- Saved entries
Issue #1069, opened 2016-02-02
Conditional logging of "log producer"


marcstern:
Each time a rule triggers and is logged, it generates a line in the audit log with the "log producer".
This wastes a lot of disk space and is not interesting if you have a good configuration management.
We should have a directive (or a compile flag) to disable that logging.
Ex. of compile flag: #marcstern@9e68805

zimmerle:
closed. a5c3548

PR #1382, opened 2017-04-10
Option to disable logging of log producer in audit log

marcstern:
when log level < 9.
[Issue #1069 - Marc Stern]

### DIFF
--- a/apache2/msc_logging.c
+++ b/apache2/msc_logging.c
@@ -1174,6 +1174,9 @@ void sec_audit_logger_json(modsec_rec *msr) {
             yajl_kv_bool(g, "response_body_dechunked", 1);
         }
 
+#ifdef LOG_NO_PRODUCER
+        if (msr->txcfg->debuglog_level < 9) return;
+#endif
         sec_auditlog_write_producer_header_json(msr, g);
 
         /* Server */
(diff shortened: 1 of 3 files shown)


zimmerle:
Please make sure that the JSON audit log is also covered.

marcstern:
done

apache2/msc_logging.c
```diff
@@ -1174,6 +1174,9 @@ void sec_audit_logger_json(modsec_rec *msr) {
             yajl_kv_bool(g, "response_body_dechunked", 1);
         }
 
+#ifdef LOG_NO_PRODUCER
+        if (msr->txcfg->debuglog_level < 9) return;
```
zimmerle: Please check this condition here. It does not seems to be doing what you aiming to do in the patch/commit description.

zimmerle:
Hi @marcstern,

Made a comment in your patch, please verify. Before send me any updates make sure to do it in a clean tree. Please also avoid to long commit to replaced the \r with \r\n. Thanks.

apache2/msc_logging.c
marcstern: Indeed, seems to be part of another patch.
Do I recommit? It seems I cannot amend (actually, I can but it detects no difference if I try)

marcstern:
I can't see, in "Files changed", in which files \r were replaced by \r\n.
I can't find this on my local copy either.

apache2/msc_logging.c
zimmerle: Yes, please. Try to amend all the commits and make this patch a single shot. addressing those comments.

Issue #1392, opened 2017-04-20
JSON requests with no body fail as "premature EOF"


metalspawn:
I have set up the `v3/master` version with the nginx connector. Our team is using it with Centos 7.3 SE and nginx 1.10.3. Further details can be provided on request.

While running our API test suite I noticed basic GET requests were failing with a `400`. Upon inspection of Modsecurity's audit logs, it was apparent there was an issue parsing the request body - the error returned was: `[msg "Failed to parse request body."]`. This was followed with: `[data "XML parsing error: parse error: premature EOF\x0a"]`

The error message was initially confusing as the request contained the header `Content-Type: application/json`, but we confirmed that was just a minor bug with the error message (PR to follow soon).

Assuming there was some unknown content contained within the body of the request, we spent some time evaluating the exact contents of the payload and concluded that no body was being sent at all (as expected).

So it seems ModSecurity validates the body of the request even if there is none to parse. It works correctly with XML but an empty string is considered invalid JSON. I noted the commented out lines above the parsing execution code at: https://github.com/SpiderLabs/ModSecurity/blob/v3/master/src/transaction.cc#L656-L663

I do wonder on what basis the decision to parse even when there is no content was made. Not wanting to presume too much, our temporary fix was to move that check into the JSON parsing block only (we could have excluded the GET requests and others explicitly in a chained rule, but if a body is present, we believe it should be parsed).

I am happy to provide another PR but wanted to get the community's thoughts on the above first.

cc: @jayrapson

zimmerle:
Hi @metalspawn,

Regardless of the request body content, there are rules that still needs to be processed during the request body phase. Those may or not may be related to the request body. The key point is this call here:
https://github.com/SpiderLabs/ModSecurity/blob/v3/master/src/transaction.cc#L799

Ideally there is no reason to put a rule in the request body phase if it is not directly related to a request body, but, some users thinks otherwise.

zimmerle:
Hi @metalspawn,

One thing that I was testing here was the behavior of ModSecurity version 2 dealing with an empty JSON. The behavior is to treat an empty JSON as an error. Check the logs here:
https://gist.github.com/zimmerle/bef703e5f57c42d5d958fe20a59e8971

I was using:
```
curl -H "Content-Type: application/json" -X POST -d '' http://localhost
```

Ultimately the ModSecurity version 2 and 3 have to behave in the same fashion. At least for the first version of ModSecurity version 3.

[...]

PR #1393, opened 2017-04-20
Fix parsing error message for JSON format

metalspawn:
This is a very small change to bring the request body parsing error message in line with the format being checked.

It was discovered during an investigation into the causes of #1392.


zimmerle:
Merged thanks ;)

PR #1400, opened 2017-04-27
Option to disable logging of log producer (2nd try)

marcstern:
[Issue #1069 - Marc Stern]


marcstern:
Fixed

apache2/msc_logging.c
```diff
@@ -1271,6 +1271,9 @@ void sec_audit_logger_json(modsec_rec *msr) {
         if (been_opened == 1) {
             yajl_gen_map_close(g); // sanitized args map is finished
         }
+#ifdef LOG_NO_PRODUCER
```
zimmerle: This is way more than the simple producer tag.

apache2/msc_logging.c
```diff
@@ -2013,6 +2013,9 @@ void sec_audit_logger_native(modsec_rec *msr) {
             sec_auditlog_write(msr, text, strlen(text));
         }
 
+#ifdef LOG_NO_PRODUCER
```
zimmerle: Same as above - too many things ignored that are not the producer.

marcstern:
The goal was to remove all the "contextual" environment, which is indeed more than the producer. Would it be OK with an explicit name (also in configure) like "LOG_NO_SERVER_CONTEXT"?

zimmerle:
If that is the goal, it should be clear to whom may read the code and to the user who may enabling it during the configure. So we have to change the help message and the if/defs.

marcstern:
Done: {dis|en}able-server-context-logging

PR #1413, opened 2017-05-10
Option to disable logging of notice info at start (versions, ...) in error log.

marcstern:
Also fixed typo in configure.ac in $log_server_context

### DIFF
--- a/CHANGES
+++ b/CHANGES
@@ -1,6 +1,8 @@
 DD MMM YYYY - 2.9.2 - To be released
 ------------------------------------
 
+ * {dis|en}able-start-notice-logging: Option to disable logging of
+   notice info at start (versions, ...) in error log.
  * Cosmetics: added comments on odd looking code to prevent future
    scrutiny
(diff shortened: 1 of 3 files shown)


zimmerle:
Hi @marcstern,

I am not able to foresee where this specific option can cause a benefit. Can you enlighten me ?

marcstern:
This information is useless when you have a good change control in place and takes a lot of space in the log when you restart the server several times a day

zimmerle:
Hi @marcstern,

Maintain a lot of options in the configuration file is tricker. I would recommend you to pass the log over a pipeline where you can filter the log to save what is interesting to you. It seems to me that this request is particular interesting to your environment. Please explain why a filter via pipe is not interesting to you.

marcstern:
performance on high load

zimmerle:
We do have very high load servers running logs into pipes and they work like a charm. The expensive computation is actually save the data to the disk (or SSD). The filter is negligible. What are you using as a the pipe application?

PR #1414, opened 2017-05-10
Allow $1, $2 ... $9 in @rsub replacement string

marcstern:
PCRE supports \1 and $1 for capture groups in replacement string.
ModSecurity only supports \1.
Although the \1 syntax works most of the time, it is incompatible with mod_macro, as \ are stripped from parameters. To use \1 in a parameter, you need to use \\\\1. It's even worse: if you don't know how many macros are nested (it's the case most of the time), you don't know how many \ to use.
This adds the support for the $1 syntax, that works nicely with mod_macro (or without it).

### DIFF
--- a/CHANGES
+++ b/CHANGES
@@ -1,6 +1,7 @@
 DD MMM YYYY - 2.9.2 - To be released
 ------------------------------------
 
+ * Allow $1, $2 ... $9 in @rsub replacement string
  * Cosmetics: added comments on odd looking code to prevent future
    scrutiny
    [Issue #1279 - Coty Sutherland]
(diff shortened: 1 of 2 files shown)


zimmerle:
Hi @marcstern,

I understand the value of this possibility, but maintain those multiple options may be trickier. There are some things that we are willing to test, one of those test includes the option to try other regular expression engines, therefore we want to limit the options to make easy the integration with other tools, that may or may not have those different options. So the confort to not to deal with the multiple slashes may be a problem to integrate other engines, or even to keep the compatibility between version 3 and version 2.x. Therefore I am closing this pull request.

PR #1433, opened 2017-05-26
Add missing hexDecode transformation to seclang parser

victorhora:
This solves solves the `Invalid action: t:hexDecode` error if one tries to use the [hexDecode](https://github.com/SpiderLabs/ModSecurity/wiki/Reference-Manual#hexDecode) transformation with libModSecurity. 
The transformation itself was already implemented at [hexdecode.cc](https://github.com/SpiderLabs/ModSecurity/blob/v3/master/src/actions/transformations/hex_decode.cc#L59-L74) but it was missing some references in the parser.


zimmerle:
Merged ;) thanks!

PR #2818, opened 2022-10-16
Use pkg-config to find libxml2, falling back to xml2-config if necessary

hughmcmaster:
Debian is taking steps to remove `xml2-config` in favour of `pkg-config`. This means ModSecurity will build without `libxml2` support by default on Debian, Ubuntu and other distributions tracking Debian packages.

This patch modifies `build/libxml.m4` to check for `libxml2` via `pkg-config`, falling back to `xml2-config` if necessary.

Patch for ModSecurity v2, as discussed in #2714.

### DIFF
--- a/build/find_xml.m4
+++ b/build/find_xml.m4
@@ -4,21 +4,7 @@ dnl Sets:
 dnl  LIBXML2_CFLAGS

- Exercise brief
The word "only" appears on some lines of the data above; say how many such lines there are, with nothing else.

- Reply
2